Date: Sat, 10 Feb 2001 22:01:38 +0900	[thread overview]
Message-ID: <20010210220138R.garrigue@kurims.kyoto-u.ac.jp> (raw)
In-Reply-To: <Pine.BSF.4.21.0102090957480.18552-100000@shell5.ba.best.com>

Hi Brian,

From: Brian Rogoff <bpr@best.com>
> On Fri, 9 Feb 2001, Jacques Garrigue wrote:
> > Seriously, most Obj.magic in lablgtk amount to a cast of an external
> > after checking its validity, and I see no way to avoid that.
> 
> Sure, but it seems to me that even if such things are implemented 
> with Obj.magic under the hood we ought to come up with new names and 
> eventually move "approved and safe usages" to the Sys module. I am 
> probably under the influence of Modula-3 and Ada here...

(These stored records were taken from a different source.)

PR #7474, opened 2022-02-03
Fix watchdog not killing unhealthy worker/extension fast enough

Smjert:
Add a new flag "watchdog_forced_shutdown_delay" set to a default of 4 seconds,
which separates the timeouts for a forced shutdown due to a resource
limit being hit by a worker or extension, from the timeouts for a normal shutdown.

This flag can also be set to 0, which skips sending a gracefull kill
and directly goes for a SIGKILL.

This has currently no effect on Windows, since the normal
shutdown would issue a TerminateProcess anyway, which kills a process immediately.

The fix was necessary since the watchdog was using the normal shutdown timeouts to kill
a misbehaving worker or extension; this was not ideal,
especially since the lowest amount of time we could wait for a forced kill was 6 seconds.

### DIFF
--- a/docs/wiki/installation/cli-flags.md
+++ b/docs/wiki/installation/cli-flags.md
@@ -120,6 +120,11 @@ at maximum sustained CPU utilization.
 
 A delay in seconds before the watchdog process starts enforcing memory and CPU utilization limits. The default value `60s` allows the daemon to perform resource intense actions, such as forwarding logs, at startup.
 
+`--watchdog_forced_shutdown_delay=4`
+
+Amount of seconds to wait to issue a forced shutdown, after the watchdog has issued a graceful shutdown request to a worker or extension, due to resource limits being hit.
+Note that on Windows this doesn't have any effect currently, since the watchdog issues a TerminateProcess as a "graceful" shutdown, which immediately kills the process.
+
 `--enable_extensions_watchdog=false`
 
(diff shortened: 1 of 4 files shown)


Smjert:
Additional information: We kill immediately also because we have to consider that the watchdog has a poll interval of 3 seconds, so specifically for the memory limit that isn't a resource limit over time, it could've been up to 3 seconds late in noticing that the limit was hit.
Couple this with the default alarm timeout, set to 15 seconds, the previous logic would take at worst 14 seconds (3 from the poll, 11 from the stopChild logic) and at best 9 (the alarm timeout can be decreased down to 10 seconds).

Even before the alarm timeout changes, the wait to do a forced kill was the alarm timeout + 1 second, and the default for the alarm timeout was 4 seconds, so with the poll interval it was at worst 8 seconds, at best 5.

directionless:
I'm a little hesitant. As discussed on slack, I don't know if this increases the risk of corrupting the local database. It feels like there's a balance between killing an out of control process, and giving the DB a chance to flush.

Smjert:
I have updated the PR with the ideas discussed in the office hours. There's a flag now which controls the "forced" shutdown path amount of seconds to wait after issuing a graceful shutdown.

directionless (dismissed):
Seems reasonable to try

Smjert:
> Seems reasonable to try
@directionless  Thanks for the approval!
And sorry, I've noticed last minute I didn't update the usage description of the `force` argument for the `stopChild` function.

directionless (approved):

I checked again the cases, and they really amount to changing types
according to the dynamic type of some C value.  Since C has no dynamic
typing, we cannot go very far...
But you're right, this number could be considerably reduced by making
specialized versions of Obj.magic specifying a bit more about the
input and output type.  I just avoided that, in case people would
start using this function as a safe one.

> > The last problem is how to stay type safe when you load a text file.
> > Basically this means that you will be more verbose, and that will
> > compare badly with guile-gtk or python-gtk based applications.
> 
> I think for this problem we need some dynamic typing in the language. It 
> seems the Clean and Mercury languages have or will adopt such a solution; 
> I don't know about Haskell. This is the same issue as with safe
> marshalling right, so we are told that there is some help on the way.  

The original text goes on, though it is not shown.